*** Supplied entries Section Begins ***
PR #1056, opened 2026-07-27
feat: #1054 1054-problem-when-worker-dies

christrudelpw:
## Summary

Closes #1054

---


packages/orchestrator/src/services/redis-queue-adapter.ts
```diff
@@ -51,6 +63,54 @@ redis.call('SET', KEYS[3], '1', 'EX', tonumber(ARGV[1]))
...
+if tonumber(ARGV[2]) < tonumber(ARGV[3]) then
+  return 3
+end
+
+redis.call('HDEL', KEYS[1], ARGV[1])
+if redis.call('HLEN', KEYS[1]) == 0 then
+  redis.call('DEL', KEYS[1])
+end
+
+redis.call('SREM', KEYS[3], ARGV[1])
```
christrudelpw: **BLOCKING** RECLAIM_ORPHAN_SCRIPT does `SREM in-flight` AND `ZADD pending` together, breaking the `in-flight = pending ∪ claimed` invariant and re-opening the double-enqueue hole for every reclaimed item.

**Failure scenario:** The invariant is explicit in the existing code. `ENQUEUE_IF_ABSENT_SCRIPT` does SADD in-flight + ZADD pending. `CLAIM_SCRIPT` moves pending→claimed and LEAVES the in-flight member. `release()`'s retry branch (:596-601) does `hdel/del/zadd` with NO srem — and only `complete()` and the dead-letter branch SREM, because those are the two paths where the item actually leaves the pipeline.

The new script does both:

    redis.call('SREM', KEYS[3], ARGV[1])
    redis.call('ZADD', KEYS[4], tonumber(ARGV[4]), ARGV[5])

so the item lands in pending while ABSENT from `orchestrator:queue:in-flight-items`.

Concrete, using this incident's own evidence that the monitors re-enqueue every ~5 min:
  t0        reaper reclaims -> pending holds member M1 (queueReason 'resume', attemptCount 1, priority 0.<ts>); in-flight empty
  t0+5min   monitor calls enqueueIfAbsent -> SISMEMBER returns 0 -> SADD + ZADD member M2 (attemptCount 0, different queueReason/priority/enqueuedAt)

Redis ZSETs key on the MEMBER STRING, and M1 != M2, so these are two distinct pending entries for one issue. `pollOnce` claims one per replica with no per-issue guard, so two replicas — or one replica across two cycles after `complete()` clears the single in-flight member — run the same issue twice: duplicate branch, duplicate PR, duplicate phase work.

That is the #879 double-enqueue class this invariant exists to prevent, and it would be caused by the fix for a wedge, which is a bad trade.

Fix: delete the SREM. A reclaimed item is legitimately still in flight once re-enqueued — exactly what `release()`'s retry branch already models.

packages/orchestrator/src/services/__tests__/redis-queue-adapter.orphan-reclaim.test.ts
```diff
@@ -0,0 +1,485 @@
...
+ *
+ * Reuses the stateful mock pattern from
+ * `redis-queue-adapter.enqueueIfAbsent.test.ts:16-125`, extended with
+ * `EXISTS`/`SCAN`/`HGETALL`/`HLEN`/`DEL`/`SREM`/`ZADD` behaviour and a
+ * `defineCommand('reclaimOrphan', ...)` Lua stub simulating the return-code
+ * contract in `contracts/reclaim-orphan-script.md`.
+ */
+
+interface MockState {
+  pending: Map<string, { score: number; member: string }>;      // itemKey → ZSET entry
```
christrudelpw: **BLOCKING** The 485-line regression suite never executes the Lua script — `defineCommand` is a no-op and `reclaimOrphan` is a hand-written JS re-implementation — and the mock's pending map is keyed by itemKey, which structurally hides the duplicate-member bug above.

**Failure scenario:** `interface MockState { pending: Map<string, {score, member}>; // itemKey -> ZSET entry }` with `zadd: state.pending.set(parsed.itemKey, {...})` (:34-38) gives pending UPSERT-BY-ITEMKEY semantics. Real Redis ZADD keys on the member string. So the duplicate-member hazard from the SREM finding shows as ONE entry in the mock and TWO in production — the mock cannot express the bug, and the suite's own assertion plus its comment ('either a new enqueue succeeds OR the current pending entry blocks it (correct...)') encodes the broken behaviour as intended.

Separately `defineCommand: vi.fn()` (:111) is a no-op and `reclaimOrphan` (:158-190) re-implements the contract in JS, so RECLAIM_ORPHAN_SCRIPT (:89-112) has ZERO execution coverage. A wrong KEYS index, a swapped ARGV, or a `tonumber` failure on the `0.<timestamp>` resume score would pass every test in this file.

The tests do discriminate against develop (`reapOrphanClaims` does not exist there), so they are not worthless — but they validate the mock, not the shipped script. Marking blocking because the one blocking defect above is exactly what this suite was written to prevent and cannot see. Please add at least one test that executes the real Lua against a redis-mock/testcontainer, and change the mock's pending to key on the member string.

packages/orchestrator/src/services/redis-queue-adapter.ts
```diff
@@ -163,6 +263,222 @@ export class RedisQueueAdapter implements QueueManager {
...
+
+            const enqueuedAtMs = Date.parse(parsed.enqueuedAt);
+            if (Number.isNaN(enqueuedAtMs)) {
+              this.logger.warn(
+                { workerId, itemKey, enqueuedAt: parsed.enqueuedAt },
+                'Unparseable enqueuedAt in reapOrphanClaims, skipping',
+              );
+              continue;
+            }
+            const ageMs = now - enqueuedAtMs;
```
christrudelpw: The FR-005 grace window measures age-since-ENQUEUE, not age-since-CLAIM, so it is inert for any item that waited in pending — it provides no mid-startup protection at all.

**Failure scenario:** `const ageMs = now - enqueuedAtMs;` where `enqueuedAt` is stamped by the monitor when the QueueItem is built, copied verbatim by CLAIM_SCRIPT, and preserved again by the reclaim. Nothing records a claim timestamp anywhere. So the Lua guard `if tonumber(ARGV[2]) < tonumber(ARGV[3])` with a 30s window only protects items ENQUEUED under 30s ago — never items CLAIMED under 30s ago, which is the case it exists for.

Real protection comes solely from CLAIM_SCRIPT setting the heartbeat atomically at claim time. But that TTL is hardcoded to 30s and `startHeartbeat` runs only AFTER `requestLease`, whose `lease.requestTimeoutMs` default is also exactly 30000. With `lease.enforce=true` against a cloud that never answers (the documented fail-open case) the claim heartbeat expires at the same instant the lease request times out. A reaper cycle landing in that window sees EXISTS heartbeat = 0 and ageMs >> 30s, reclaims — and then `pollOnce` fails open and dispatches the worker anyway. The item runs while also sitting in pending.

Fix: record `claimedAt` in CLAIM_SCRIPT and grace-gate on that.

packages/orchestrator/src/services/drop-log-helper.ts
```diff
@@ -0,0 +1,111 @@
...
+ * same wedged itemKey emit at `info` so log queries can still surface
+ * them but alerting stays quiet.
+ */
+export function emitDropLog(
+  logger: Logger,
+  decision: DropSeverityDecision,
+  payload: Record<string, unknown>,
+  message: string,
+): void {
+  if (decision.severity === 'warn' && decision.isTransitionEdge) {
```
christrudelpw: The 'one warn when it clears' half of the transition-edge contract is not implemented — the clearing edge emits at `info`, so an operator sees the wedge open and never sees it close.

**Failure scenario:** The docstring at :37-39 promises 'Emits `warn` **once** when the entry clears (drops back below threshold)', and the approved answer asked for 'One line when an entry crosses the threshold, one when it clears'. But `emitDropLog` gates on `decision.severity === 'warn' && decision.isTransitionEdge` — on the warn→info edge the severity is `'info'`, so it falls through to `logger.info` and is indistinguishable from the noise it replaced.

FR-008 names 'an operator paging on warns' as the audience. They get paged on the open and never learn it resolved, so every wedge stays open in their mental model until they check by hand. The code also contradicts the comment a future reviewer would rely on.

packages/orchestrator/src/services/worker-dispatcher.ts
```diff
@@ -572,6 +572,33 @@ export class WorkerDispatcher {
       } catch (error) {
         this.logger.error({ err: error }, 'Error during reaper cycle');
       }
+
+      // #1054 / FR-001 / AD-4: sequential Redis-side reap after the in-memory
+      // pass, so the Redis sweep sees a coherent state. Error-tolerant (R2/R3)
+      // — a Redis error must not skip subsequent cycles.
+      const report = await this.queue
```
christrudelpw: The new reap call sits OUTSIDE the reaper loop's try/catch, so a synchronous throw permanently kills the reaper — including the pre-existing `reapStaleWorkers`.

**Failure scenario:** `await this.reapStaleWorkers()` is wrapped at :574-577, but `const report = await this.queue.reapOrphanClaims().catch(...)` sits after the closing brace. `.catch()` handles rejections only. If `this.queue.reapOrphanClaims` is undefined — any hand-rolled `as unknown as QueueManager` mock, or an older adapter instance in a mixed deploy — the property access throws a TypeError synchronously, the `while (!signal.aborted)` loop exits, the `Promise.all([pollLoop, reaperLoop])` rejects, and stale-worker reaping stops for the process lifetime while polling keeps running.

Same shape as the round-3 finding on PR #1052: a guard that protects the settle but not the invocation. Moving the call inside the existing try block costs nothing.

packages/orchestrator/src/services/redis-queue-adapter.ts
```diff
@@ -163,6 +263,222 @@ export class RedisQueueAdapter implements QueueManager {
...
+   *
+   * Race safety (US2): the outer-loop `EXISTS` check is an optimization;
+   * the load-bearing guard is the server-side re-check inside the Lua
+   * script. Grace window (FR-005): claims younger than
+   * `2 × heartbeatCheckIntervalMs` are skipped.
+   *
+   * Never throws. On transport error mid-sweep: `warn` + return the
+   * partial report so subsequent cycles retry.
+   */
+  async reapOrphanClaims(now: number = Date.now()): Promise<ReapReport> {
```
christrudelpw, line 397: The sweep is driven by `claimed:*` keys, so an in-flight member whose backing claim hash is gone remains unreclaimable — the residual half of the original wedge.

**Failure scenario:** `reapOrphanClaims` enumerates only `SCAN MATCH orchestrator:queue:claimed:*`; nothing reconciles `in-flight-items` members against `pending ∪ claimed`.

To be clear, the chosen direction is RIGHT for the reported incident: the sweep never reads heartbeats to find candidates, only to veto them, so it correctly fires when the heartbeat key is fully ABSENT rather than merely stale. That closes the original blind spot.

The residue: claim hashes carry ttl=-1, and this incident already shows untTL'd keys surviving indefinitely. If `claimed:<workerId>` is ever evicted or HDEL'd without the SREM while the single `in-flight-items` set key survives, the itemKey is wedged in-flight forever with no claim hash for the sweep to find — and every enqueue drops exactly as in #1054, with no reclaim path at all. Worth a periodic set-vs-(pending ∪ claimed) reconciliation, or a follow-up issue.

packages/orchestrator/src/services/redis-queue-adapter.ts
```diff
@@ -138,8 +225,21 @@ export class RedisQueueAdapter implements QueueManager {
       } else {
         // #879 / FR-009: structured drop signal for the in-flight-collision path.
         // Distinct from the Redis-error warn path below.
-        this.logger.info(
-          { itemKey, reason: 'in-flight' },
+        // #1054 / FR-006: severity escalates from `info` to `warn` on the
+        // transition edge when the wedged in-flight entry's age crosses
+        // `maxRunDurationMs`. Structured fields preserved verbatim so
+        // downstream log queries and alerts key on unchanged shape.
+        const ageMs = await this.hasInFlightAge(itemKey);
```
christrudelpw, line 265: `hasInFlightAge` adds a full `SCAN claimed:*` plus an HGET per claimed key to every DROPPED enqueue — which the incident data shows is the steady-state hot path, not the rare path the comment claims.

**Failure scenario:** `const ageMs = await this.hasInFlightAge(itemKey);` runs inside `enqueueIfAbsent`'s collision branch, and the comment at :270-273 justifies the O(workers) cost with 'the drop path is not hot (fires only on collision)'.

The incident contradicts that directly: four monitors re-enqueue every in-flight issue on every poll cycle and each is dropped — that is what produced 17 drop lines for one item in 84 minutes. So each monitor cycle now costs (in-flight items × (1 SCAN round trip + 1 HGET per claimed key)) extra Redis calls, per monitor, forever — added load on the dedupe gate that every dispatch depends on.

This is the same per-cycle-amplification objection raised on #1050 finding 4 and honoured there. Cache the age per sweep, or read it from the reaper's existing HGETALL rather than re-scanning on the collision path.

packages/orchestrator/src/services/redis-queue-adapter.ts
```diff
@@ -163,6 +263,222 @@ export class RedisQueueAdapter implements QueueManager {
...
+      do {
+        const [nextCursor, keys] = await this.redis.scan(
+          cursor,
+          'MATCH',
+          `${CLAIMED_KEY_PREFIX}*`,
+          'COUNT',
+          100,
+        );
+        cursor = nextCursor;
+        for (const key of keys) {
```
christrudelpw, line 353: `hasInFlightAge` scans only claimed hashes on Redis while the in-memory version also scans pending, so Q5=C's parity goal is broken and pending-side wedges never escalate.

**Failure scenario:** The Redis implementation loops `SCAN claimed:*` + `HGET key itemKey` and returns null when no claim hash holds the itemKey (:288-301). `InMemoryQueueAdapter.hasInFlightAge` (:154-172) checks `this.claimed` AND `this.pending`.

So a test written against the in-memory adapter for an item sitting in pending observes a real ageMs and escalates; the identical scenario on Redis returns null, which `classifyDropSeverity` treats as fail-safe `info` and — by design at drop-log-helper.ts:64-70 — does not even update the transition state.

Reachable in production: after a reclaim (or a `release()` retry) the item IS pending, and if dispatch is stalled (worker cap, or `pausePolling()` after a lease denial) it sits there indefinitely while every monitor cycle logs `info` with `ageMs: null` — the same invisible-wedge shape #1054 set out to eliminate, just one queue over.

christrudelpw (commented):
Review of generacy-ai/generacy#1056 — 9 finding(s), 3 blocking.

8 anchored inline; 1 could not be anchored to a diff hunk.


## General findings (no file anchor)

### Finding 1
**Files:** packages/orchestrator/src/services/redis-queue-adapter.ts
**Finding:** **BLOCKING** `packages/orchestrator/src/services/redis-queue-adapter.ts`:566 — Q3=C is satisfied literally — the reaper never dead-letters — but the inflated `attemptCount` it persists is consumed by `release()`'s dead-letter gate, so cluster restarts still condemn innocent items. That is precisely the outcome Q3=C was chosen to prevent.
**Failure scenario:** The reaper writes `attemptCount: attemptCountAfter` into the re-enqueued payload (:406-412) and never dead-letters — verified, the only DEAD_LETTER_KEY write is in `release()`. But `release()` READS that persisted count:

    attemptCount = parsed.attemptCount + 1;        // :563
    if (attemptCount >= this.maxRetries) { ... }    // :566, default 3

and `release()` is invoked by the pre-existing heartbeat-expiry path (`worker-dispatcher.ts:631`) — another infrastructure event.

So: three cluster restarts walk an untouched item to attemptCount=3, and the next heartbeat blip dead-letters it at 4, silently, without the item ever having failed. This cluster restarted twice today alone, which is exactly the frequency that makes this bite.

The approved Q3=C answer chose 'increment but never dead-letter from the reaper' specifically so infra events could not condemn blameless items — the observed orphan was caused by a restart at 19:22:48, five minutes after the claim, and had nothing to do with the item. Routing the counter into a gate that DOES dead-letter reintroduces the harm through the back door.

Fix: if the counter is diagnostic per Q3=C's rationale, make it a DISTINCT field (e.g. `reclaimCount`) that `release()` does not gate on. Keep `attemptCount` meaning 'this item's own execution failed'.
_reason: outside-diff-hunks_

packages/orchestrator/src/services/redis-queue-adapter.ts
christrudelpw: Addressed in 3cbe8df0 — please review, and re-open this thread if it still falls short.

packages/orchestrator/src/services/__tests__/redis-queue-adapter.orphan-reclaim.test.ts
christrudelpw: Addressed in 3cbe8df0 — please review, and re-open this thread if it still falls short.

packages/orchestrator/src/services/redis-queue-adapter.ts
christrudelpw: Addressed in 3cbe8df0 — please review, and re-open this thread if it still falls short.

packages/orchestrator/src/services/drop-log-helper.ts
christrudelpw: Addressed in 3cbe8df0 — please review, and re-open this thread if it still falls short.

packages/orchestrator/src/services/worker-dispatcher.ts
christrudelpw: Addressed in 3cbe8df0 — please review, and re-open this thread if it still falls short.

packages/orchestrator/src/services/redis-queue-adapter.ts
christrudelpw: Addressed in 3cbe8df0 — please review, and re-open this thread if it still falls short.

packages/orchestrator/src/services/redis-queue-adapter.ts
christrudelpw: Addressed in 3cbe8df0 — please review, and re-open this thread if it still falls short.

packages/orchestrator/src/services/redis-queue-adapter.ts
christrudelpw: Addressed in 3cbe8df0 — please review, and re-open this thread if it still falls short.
*** Supplied entries Section Ends ***
Problem description: Filter the entries above and copy only the lines that hold "MATCH".

Exercise solution:
**Failure scenario:** `reapOrphanClaims` enumerates only `SCAN MATCH orchestrator:queue:claimed:*`; nothing reconciles `in-flight-items` members against `pending ∪ claimed`.
+          'MATCH',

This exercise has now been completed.